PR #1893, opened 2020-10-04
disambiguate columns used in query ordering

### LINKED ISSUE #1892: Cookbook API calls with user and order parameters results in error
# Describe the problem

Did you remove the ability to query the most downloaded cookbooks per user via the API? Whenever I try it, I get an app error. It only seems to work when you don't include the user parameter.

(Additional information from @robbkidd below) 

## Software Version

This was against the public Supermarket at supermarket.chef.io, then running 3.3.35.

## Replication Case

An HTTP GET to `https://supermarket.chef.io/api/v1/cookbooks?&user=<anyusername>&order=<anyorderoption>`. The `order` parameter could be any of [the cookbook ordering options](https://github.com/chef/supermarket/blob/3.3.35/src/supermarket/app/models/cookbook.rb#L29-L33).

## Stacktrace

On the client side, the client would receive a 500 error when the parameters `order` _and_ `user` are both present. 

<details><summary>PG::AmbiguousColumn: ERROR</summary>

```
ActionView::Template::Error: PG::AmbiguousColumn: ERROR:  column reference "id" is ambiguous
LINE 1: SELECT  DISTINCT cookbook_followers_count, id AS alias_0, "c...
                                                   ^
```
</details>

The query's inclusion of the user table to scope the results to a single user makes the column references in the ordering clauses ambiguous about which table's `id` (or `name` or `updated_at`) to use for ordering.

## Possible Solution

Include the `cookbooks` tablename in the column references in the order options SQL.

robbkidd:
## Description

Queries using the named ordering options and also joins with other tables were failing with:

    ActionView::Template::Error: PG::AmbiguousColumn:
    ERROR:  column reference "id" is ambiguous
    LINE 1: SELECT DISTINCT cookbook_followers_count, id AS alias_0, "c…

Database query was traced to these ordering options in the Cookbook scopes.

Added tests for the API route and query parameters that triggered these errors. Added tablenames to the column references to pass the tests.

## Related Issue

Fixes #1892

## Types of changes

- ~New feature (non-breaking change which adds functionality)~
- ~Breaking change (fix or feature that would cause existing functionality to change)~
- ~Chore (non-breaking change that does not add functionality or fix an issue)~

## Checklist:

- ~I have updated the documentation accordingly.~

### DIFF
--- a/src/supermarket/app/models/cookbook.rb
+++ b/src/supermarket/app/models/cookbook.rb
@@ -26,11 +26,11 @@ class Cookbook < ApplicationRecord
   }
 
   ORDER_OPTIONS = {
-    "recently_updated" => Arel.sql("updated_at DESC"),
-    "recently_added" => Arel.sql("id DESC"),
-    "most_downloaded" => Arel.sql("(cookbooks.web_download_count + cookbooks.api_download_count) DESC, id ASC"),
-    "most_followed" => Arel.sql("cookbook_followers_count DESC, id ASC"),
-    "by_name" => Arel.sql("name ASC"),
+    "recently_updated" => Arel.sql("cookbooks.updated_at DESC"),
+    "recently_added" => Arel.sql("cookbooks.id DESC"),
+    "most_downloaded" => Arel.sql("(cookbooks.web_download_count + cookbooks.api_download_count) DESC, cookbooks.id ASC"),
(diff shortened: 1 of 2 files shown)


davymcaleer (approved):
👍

--*--

— ABOUT THIS EXERCISE —
Where a line of the data contains "supermarket", copy that line.

— RESPONSE BELOW —
This was against the public Supermarket at supermarket.chef.io, then running 3.3.35.
An HTTP GET to `https://supermarket.chef.io/api/v1/cookbooks?&user=<anyusername>&order=<anyorderoption>`. The `order` parameter could be any of [the cookbook ordering options](https://github.com/chef/supermarket/blob/3.3.35/src/supermarket/app/models/cookbook.rb#L29-L33).
--- a/src/supermarket/app/models/cookbook.rb
+++ b/src/supermarket/app/models/cookbook.rb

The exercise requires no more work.